Intitulé « Renforcement des mécanismes de prévention et de réponse en faveur des enfants et adolescents à risques et survivants des violences basées sur le genre, d’abus et d’exploitation sexuels », ce projet intervient dans un contexte de crise humanitaire persistante dans l’Est de la RDC.
Les violences basées sur le genre constituent un défi majeur qui freine le développement communautaire ainsi que l’épanouissement des femmes et des jeunes filles dans le territoire de Lubero, en raison de la présence des groupes armés qui pullulent dans la région. Face à cette situation précaire, ce projet vise, tant soit peu, à répondre à la problématique de l’autonomisation des femmes en leur apprenant de multiples activités. Au total, 139 femmes, dont 110 jeunes filles, ont bénéficié de ce projet.
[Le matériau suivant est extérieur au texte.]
PR #1250, opened 2016-03-21
Added multiple possible 'primary' spark JAR filename prefixes

kaspersorensen:
Allows the "primary" JAR of spark to be prefixed with _either_ `DataCleaner-env-spark` or `DataCleaner-spark`

### DIFF
--- a/engine/env/spark/src/main/java/org/datacleaner/spark/ApplicationDriver.java
+++ b/engine/env/spark/src/main/java/org/datacleaner/spark/ApplicationDriver.java
@@ -218,6 +218,7 @@ public class ApplicationDriver {
                 for (String prefix : PRIMARY_JAR_FILENAME_PREFIXES) {
                     if (filename.startsWith(prefix)) {
                         primaryJarRef.set(path.toString());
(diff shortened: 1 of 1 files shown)


engine/env/spark/src/main/java/org/datacleaner/spark/ApplicationDriver.java
```diff
@@ -214,16 +214,21 @@ private String toHadoopPath(String path) {
                 final LocatedFileStatus file = files.next();
                 final Path path = file.getPath();
                 final String filename = path.getName();
-                if (filename.startsWith(PRIMARY_JAR_FILENAME_PREFIX)) {
-                    primaryJarRef.set(path.toString());
-                } else {
+                boolean primaryJar = false;
```
LosD: This doesn't seem to ever be set to anything else?

LosD: (... if only your IDE would tell you ;))

LosD:
LGTM. Merge when Travis is happy

PR #1252, opened 2016-03-21
Feature/1140 add dialog for choosing server

ClaudiaPHI:
There are some things left to do: 

- [x] There may be some clean up 
- [x]  Save the new configurations (serverInformationCatalog) on disk (it doesn't automatically save it when elements are removed ) 
- [x]  In the select configuration dialog I need to add a link towards the "Hadoop options".  

Feel free to test and suggest any improvements for wording, etc.


desktop/ui/src/main/java/org/datacleaner/windows/HadoopConfigurationsOptionsDialog.java
```diff
@@ -0,0 +1,282 @@
...
+
+    private static final long serialVersionUID = 1L;
+
+    private final ImageManager imageManager = ImageManager.get();
+    private final UserPreferences _userPreferences;
+    private final DataCleanerConfiguration _configuration;
+    private final MutableServerInformationCatalog _serverInformationCatalog;
+    private DCPanel _connectionsConfigurationsPanel;
+    private final WindowContext _windowContext;
+    private final List<HadoopConnectionPanel> _connectionsPanels;
```
LosD: Very minor, but I think connectionPanels makes more sense.

desktop/ui/src/main/java/org/datacleaner/panels/AddDatastorePanel.java
```diff
@@ -68,7 +69,7 @@ public AddDatastorePanel(final DatastoreCatalog datastoreCatalog,
             final ServerInformationCatalog serverInformationCatalog, final DatabaseDriverCatalog databaseDriverCatalog,
             final DCModule dcModule,
             final DatastoreSelectedListener datastoreSelectedListener, UserPreferences userPreferences,
-            boolean showExistingDatastoresButton) {
+            boolean showExistingDatastoresButton, WindowContext wizardContext) {
```
LosD: Since you have the dcModule here, does it really make sense to propagate the WindowContext (Which you call wizardContext for some reason... A DI habit, maybe? :smile:) all the way up? You could just create an injector here instead.

desktop/ui/src/main/java/org/datacleaner/windows/HadoopConnectionToNamenodeDialog.java
```diff
@@ -0,0 +1,282 @@
...
+    public HadoopConnectionToNamenodeDialog(WindowContext windowContext,
+            DirectConnectionHadoopClusterInformation directConnection,
+            MutableServerInformationCatalog serverinformationCatalog) {
+        super(windowContext);
+
+        _statusLabel = DCLabel.bright("Please specify connection name");
+        _directConnection = directConnection;
+        _nameTextField = WidgetFactory.createTextField("MyConnection");
+        _hostTextField = WidgetFactory.createTextField("localhost");
+        _portTextField = WidgetFactory.createTextField("9000");
```
LosD: I know that we use 9000 on our test server, but the correct default namenode port is 8020.

desktop/ui/src/main/java/org/datacleaner/windows/HadoopConnectionToNamenodeDialog.java
```diff
@@ -0,0 +1,282 @@
...
+
+        final String saveButtonText = directConnection == null ? "Register connection" : "Save connection";
+        _saveButton = WidgetFactory.createPrimaryButton(saveButtonText, IconUtils.ACTION_SAVE_BRIGHT);
+        _saveButton.addActionListener(new ActionListener() {
+            @Override
+            public void actionPerformed(ActionEvent e) {
+
+                URI nameNodeUri;
+                try {
+                    nameNodeUri = new URI("hdfs", null, _hostTextField.getText(), Integer.parseInt(_portTextField
```
LosD: I'm not sure that hdfs is always a given. Maybe consider adding a scheme field with a default of HDFS? I think we have a (probably non-exhaustive) list of possible Hadoop schemes somewhere.

desktop/ui/src/main/java/org/datacleaner/windows/HadoopConnectionToNamenodeDialog.java
```diff
@@ -0,0 +1,282 @@
...
+        });
+
+        _portTextField.getDocument().addDocumentListener(new DCDocumentListener() {
+            @Override
+            protected void onChange(DocumentEvent event) {
+                validateAndUpdate();
+            }
+        });
+
+        _descriptionTextField.getDocument().addDocumentListener(new DCDocumentListener() {
```
LosD: You should probably reuse a singe DCDocumentListener instance instead of creating multiple ones.

desktop/ui/src/main/java/org/datacleaner/panels/HadoopDirectoryConfigurationDialog.java
```diff
@@ -0,0 +1,348 @@
...
+                final List<String> paths = new ArrayList<>();
+                for (int i = 0; i < _pathPanels.size(); i++) {
+                    final DirectoryPathPanel directoryPathPanel = _pathPanels.get(i);
+                    final File directory = directoryPathPanel.getDirectory();
+                    if (directory != null && directory.isDirectory()) {
+                        paths.add(directory.getPath());
+                    }
+                }
+                // We do not save a connection if there are no paths
+                if (paths.size() == 0) {
```
LosD: Shouldn't this validation be done in `validateAndUpdate()`?

LosD:
Minor things from me, but looks good so far!

One thing that I'd like to see is validation that the paths exists in the `HadoopDirectoryConfigurationDialog` and contains configuration files. I think a simple way to do that is simply to try to get a configuration from the instantiated `DirectoryBasedHadoopClusterInformation`. 

Later, we might also want to validate that an actual connection can be established, but that's probably too much for now.

desktop/ui/src/main/java/org/datacleaner/windows/HadoopConnectionToNamenodeDialog.java
ClaudiaPHI: I will do that.

ClaudiaPHI:
image


image


image


image


image


coloredadddatabsedriverbutton

ClaudiaPHI:
What it doesn't work:  
-[ ] Removing configuration from conf.xml.  
-[ ] Someone might wanna work on the wording

LosD:
Haven't looked at the new code, but the screenshots looks good now! :)

Some small things:
- I think the configuration dialog is so simple now that it could rather easily fit into the options dialog. Especially when it isn't loaded with all the test values.
- (This may make the other point less valid again) For the overview, it would be nice with a bit of hints what type a configuration is. This is currently a major shortcoming of this way compared to the other one.
- The `(default)` is pretty nasty. It should look nice and friendly, not weird. Especially since in most cases it will be the only one used.

kaspersorensen:
Update: I've given this PR/branch a good massage and I think it's now ready for review. Some screenshots:

image

image

ClaudiaPHI:
Ready to merge  :-D

PR #1254, opened 2016-03-22
Add a listener interface to SparkRunner

### LINKED ISSUE #1253: Support progress listener in SparkRunner
To track the progress that happen internally in `SparkRunner` (at minimum upload of files, and submitting the job), some sort of listener interface is needed.

LosD:
To support the listener interface, a launch method that returns the Process instead of waiting for it has been added.

Fixes #1253


kaspersorensen:
LGTM, but shouldn't we also have some event when the job finishes (so when `waitFor()` returns)?

LosD:
We could, but it isn't really needed. That the method returns should be a pretty good indicator :)

LosD:
After discussion, it was agreed to move some concerns about the role or `SparkRunner`and `ApplicationDriver` to #1255, and keep this a bit dirty (but working) :)

LosD:
Merging

PR #1256, opened 2016-03-29
Preventing "ordering" in MaxRowsFilter when "Running on N rows"

kaspersorensen:
A small (but important) fix to the "Preview N rows" functionality on the execute button. This ensures that ordering is not applied by the "Max rows" filter - which means that on the query execution plan, nothing is done to apply an "ORDER BY" clause.

(I just ran out of memory due to this - because I was previewing a job based on a very big CSV file ... DOH!)


ClaudiaPHI:
LGTM!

Le projet couvre les zones de santé de Beni, Oicha, Mutwanga, Kamango, Rwanguba, Lubero et Mabalako. Sa mise en œuvre est assurée par l’organisation SOFEPADI, en collaboration avec des organisations locales, notamment AHDI, qui intervient comme Organisation à Base Communautaire (OBC).
Dans la zone de santé de Lubero, AHDI mène plusieurs activités clés, parmi lesquelles la sensibilisation communautaire, la prise en charge psychologique des survivants, ainsi que l’autonomisation des femmes et des filles. Cette autonomisation passe par des formations pratiques en coupe et couture, en tissage de paniers et en coiffure féminine.
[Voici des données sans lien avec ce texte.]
PR #1261, opened 2016-03-30
Utility class for checking the validity of a job ran on Hadoop

ClaudiaPHI:
Utility class for checking the validity of a job ran on Hadoop

### DIFF
--- a/engine/env/spark/src/main/java/org/datacleaner/spark/utils/HadoopConfigurationUtils.java
+++ b/engine/env/spark/src/main/java/org/datacleaner/spark/utils/HadoopConfigurationUtils.java
@@ -1,0 +1,63 @@
+/**
+ * DataCleaner (community edition)
+ * Copyright (C) 2014 Neopost - Customer Information Management
+ *
+ * This copyrighted material is made available to anyone wishing to use, modify,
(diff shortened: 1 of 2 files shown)


ClaudiaPHI:
Do not merge!

ClaudiaPHI:
Ready for review and merge

engine/env/spark/src/main/java/org/datacleaner/spark/utils/HadoopConfigurationUtils.java
```diff
@@ -0,0 +1,83 @@
...
+import org.datacleaner.util.StringUtils;
+
+/**
+ * Utility class to check the validity of a datastore when trying to run job on
+ * Hadoop with Spark.
+ *
+ */
+public class HadoopConfigurationUtils {
+
+    public static boolean isValidConfiguration(Datastore datastore) {
```
kaspersorensen: Since the method takes a datastore and has some assumptions about what it is used for (the source of a job) then I would rename the method to: `isValidSourceDatastore(Datastore)`.

kaspersorensen:
Something went bad in Travis it seems.

And a small naming thingie, other LGTM.

PR #1264, opened 2016-03-30
Issue #1263: Added NULL and BLANK_OR_NULL conditions to Completeness

### LINKED ISSUE #1263: Completeness analyzer: Ability to set that NULL is required for particular fields
Just encountered an interesting case today, and shortcoming of our existing Completeness analyzer. A customer wants to ensure that (given certain filter conditions) certain fields are filled AND that certain other fields are NULL. The first part she can do with the Completeness analyzer, but NOT the part about ensuring that other fields are NULL.

It actually seems like such a natural requirement and something we should add.

kaspersorensen:
Fixes #1263

### DIFF
--- a/components/basic-analyzers/src/main/java/org/datacleaner/beans/CompletenessAnalyzer.java
+++ b/components/basic-analyzers/src/main/java/org/datacleaner/beans/CompletenessAnalyzer.java
@@ -24,6 +24,7 @@ import java.util.Arrays;
 import java.util.Collections;
 import java.util.List;
 import java.util.concurrent.atomic.AtomicInteger;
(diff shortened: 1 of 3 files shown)


arjansh:
I would prefer it if the added logic in the switch statement was put in a separate "validate" method (which might even be added to the Condition enum), so it doesn't increased the complexity of the run method.

Outside of that (and outside of the failing travis build) it looks good to me.

kaspersorensen:
Ok let me give it a massage :)

kaspersorensen:
Please re-review.

arjansh:
LGTM! Merge freely if Travis approves.

PR #1278, opened 2016-04-04
Black remote indicator

### LINKED ISSUE #1277: Repaint remote indicator to black color
As a user I like to use the remote components. It's simple and easy I am not even aware that they are working remote. Even the icons on these components are not immediately refllecting that. Theyu do it in a subtle way by providing a wifi element on the icon. That element is in green and hardly visible on green and blue colored icons. If we make it black its more visible that you are using remote components ...

khouzvicka:
Fixes #1277

New black color:

new remotewifi


khouzvicka:
Please wait with merge. I have to check this story with Manuel. Maybe it is obsolete

manuelvandenberg:
I think it is not necessary anymore to change to black. The green is equally well visible in the new color scheme and with the new positioning of the overlay.

@LosD, if you agree then let's close this PR without merging.

LosD:
Fine by me

PR #1280, opened 2016-04-05
Fix reference to Salesforce duplicate detection job

### LINKED ISSUE #1269: Salesforce duplicate detection demo job is missing
There is a `Salesforce duplicate detection.analysis.xml` job in `desktop/ui/src/main/resources/datacleaner-home/jobs`. This job is however not available in the example jobs which are created in your user's .datacleaner folder after DataCleaner is started. This is most probably caused by the fact the the `org.datacleaner.user.DemoConfiguration` doesn't have a reference to this file, while it does have a reference to a file named `Salesforce dedup training.analysis.xml` which doesn't exist on disk, so there probably has been some kind of mixup here.

arjansh:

Les activités de prise en charge et de réinsertion socio-économique sont réalisées au sein d’un Espace Sûr situé dans l’aire de santé de Kavetya. Cet espace offre un cadre sécurisé où les bénéficiaires peuvent se reconstruire, acquérir des compétences et envisager une autonomie financière durable.
À travers ce projet, les acteurs impliqués attendent non seulement prévenir les violences, mais aussi renforcer la résilience des communautés affectées, en mettant un accent particulier sur la dignité et l’autonomisation des victimes.